● **How to complete this task**
What lines in the records below hold the string "want"? Please show them.

Dataset items

[Start of Attachment]

PR #6012, opened 2017-06-05
Fix offset problems in the new backend.

abergeron:


theano/gpuarray/corr3d_gemm.c
```diff
@@ -35,14 +35,18 @@ SOFTWARE, EVEN IF ADVISED OF THE POSSIBILITY OF SUCH DAMAGE.
 // GPU kernel for the case of dilation
 KERNEL void dilated_im3d2col_kernel(const ga_size n,
     GLOBAL_MEM const DTYPE_INPUT_0 * data_im,
+    const ga_size offset_im,
     const ga_size data_im_offset,
```
lamblin: What's the difference between `offset_im` and `data_im_offset`?

theano/gpuarray/corr3d_gemm.c
```diff
@@ -80,16 +84,20 @@ KERNEL void dilated_im3d2col_kernel(const ga_size n,
   }
 }
 
-#kernel im3d2col_kernel : size, *, size, size, size, size, size, size, size, size, size, size, size, size, size, size, size, size, * : 
+#kernel im3d2col_kernel : size, *, size, size, size, size, size, size, size, size, size, size, size, size, size, size, size, size, size, *, size :
 KERNEL void im3d2col_kernel(const ga_size n,
     GLOBAL_MEM const DTYPE_INPUT_0 * data_im,
+    const ga_size offset_im,
     const ga_size data_im_offset,
```
lamblin: Same here

theano/gpuarray/corr3d_gemm.c
```diff
@@ -137,7 +146,10 @@ KERNEL void dilated_col2im3d_kernel(const ga_size n,
     const ga_size stride_h, const ga_size stride_w, const ga_size stride_d,
     const ga_size height_col, const ga_size width_col, const ga_size depth_col,
     GLOBAL_MEM DTYPE_INPUT_0 * data_im,
+    const ga_size offset_im,
     const ga_size data_im_offset) {
```
lamblin: Same here.

theano/gpuarray/corr3d_gemm.c
lamblin: As discussed IRL, it would be nice to have a comment, for instance something like
"`offset_im` corresponds to the data pointer offset of the GpuArray object, whereas `data_im_offset` is an offset of elements inside the array".

theano/gpuarray/corr3d_gemm.c
```diff
@@ -201,6 +207,7 @@ KERNEL void dilated_col2im3d_kernel(const ga_size n,
 }
 
 #kernel col2im3d_kernel : size, *, size, size, size, size, size, size, size, size, size, size, size, size, size, size, size, size, size, *, size, size :
+
```
nouiz: remove

theano/gpuarray/corr_gemm.c
```diff
@@ -75,10 +77,13 @@ KERNEL void dilated_im2col_kernel(const ga_size n,
 }
 
 #kernel im2col_kernel : size, *, size, size, size, size, size, size, size, size, size, size, size, size, *, size :
+
```
nouiz: remove. It isn't like this everywhere. Why do you add that?

theano/gpuarray/corr_gemm.c
```diff
@@ -165,6 +172,7 @@ KERNEL void dilated_col2im_kernel(const ga_size n,
 }
 
 #kernel col2im_kernel : size, *, size, size, size, size, size, size, size, size, size, size, size, size, *, size, size :
+
```
nouiz: idem

theano/gpuarray/corr3d_gemm.c
abergeron: I feel it's much easier to read when there is a space between the "header" and the function.  Why do you want to remove it?

nouiz: just for consistency with the rest of the code. But I agree, it look clearner. So i'm good to keep it. But we should ideally do this everywhere at some point. I'm merging.

PR #6016, opened 2017-06-06
Add script to download and prepare mkl environment

TaoLv:
As mentioned in issue #5580  and PR #5770 , in order to make MKL OPs more convenient to use, we would like to provide a script to download the small MKL library and set up environment for Theano with MKL automatically.
To align with MKL code  in #5770 , this script is located in theano/contrib/mkl/.
 For Theano users, they just need source this script to set up environment:
`source prepare_mkl.sh`


nouiz:
As we stop developing Theano, I'll close this issue. We don't want to support more case and we already support MKL from conda.

PR #6022, opened 2017-06-07
Fix doc typos and spelling errors. Make spelling of "optimize" consistent.

arkeet:
"Optimise" (and its derived words) only occurred twice, while "optimize" was overwhelmingly popular. I also saw a fairly even mixture of "behavior" and "behaviour", so I hesitate to change these for lack of guidance on adopting U.S./Canadian/British spelling.


lamblin:
I don't think we have real guidelines for spelling, given that Canadian spelling is somewhat between UK and US, and the main developers speak mostly French anyway :)
I think most of the time US spelling is used (even though `theano.tensor.nnet.neighbours`), so if you want to harmoni~s~ze to "behavior" I don't think we would object, unless it is in a class or variable name.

[End of Attachment]

● **Answer section**
abergeron: I feel it's much easier to read when there is a space between the "header" and the function.  Why do you want to remove it?
As we stop developing Theano, I'll close this issue. We don't want to support more case and we already support MKL from conda.
I think most of the time US spelling is used (even though `theano.tensor.nnet.neighbours`), so if you want to harmoni~s~ze to "behavior" I don't think we would object, unless it is in a class or variable name.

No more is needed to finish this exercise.